- **WHAT TO DO**:
Determine the number of lines in the entries below in which the word "approved" appears, and reply with that number only.

━━━━━━━━━━

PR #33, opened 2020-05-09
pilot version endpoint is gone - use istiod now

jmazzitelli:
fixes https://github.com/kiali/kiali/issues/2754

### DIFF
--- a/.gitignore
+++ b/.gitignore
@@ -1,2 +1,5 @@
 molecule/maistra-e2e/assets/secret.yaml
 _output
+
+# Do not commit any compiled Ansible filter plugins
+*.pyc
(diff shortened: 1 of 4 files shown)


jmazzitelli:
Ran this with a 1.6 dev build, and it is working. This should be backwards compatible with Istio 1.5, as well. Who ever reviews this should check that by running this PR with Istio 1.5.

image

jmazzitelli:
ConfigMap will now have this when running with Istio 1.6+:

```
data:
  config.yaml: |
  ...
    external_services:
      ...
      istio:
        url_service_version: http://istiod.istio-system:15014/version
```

━━━━━━━━━━

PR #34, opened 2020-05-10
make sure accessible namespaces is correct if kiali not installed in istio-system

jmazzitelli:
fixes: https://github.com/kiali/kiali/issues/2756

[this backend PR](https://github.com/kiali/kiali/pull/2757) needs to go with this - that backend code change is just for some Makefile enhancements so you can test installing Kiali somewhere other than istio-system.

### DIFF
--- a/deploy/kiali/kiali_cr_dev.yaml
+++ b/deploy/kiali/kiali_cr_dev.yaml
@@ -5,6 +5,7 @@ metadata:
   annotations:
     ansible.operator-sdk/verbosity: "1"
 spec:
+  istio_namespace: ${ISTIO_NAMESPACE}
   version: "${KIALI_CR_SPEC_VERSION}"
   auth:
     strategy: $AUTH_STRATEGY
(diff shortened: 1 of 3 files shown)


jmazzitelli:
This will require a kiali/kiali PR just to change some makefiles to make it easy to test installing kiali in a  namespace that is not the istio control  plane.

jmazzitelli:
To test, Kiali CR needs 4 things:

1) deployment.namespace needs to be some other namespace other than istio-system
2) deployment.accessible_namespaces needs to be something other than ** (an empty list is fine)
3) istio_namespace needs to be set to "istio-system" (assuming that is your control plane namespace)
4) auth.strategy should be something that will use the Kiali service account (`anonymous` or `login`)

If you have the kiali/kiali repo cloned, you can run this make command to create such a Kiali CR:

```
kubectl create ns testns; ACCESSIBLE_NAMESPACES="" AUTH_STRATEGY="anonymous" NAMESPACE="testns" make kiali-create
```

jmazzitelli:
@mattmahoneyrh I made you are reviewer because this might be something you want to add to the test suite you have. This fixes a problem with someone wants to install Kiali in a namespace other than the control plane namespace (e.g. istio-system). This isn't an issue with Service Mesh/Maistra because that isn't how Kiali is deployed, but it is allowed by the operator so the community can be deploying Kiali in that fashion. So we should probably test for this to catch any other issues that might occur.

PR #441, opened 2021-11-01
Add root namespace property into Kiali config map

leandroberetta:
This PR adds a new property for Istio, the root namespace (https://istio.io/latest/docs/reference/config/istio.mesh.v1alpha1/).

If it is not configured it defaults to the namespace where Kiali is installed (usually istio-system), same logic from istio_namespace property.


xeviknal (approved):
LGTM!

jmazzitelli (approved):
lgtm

━━━━━━━━━━

- **RESULT**:
2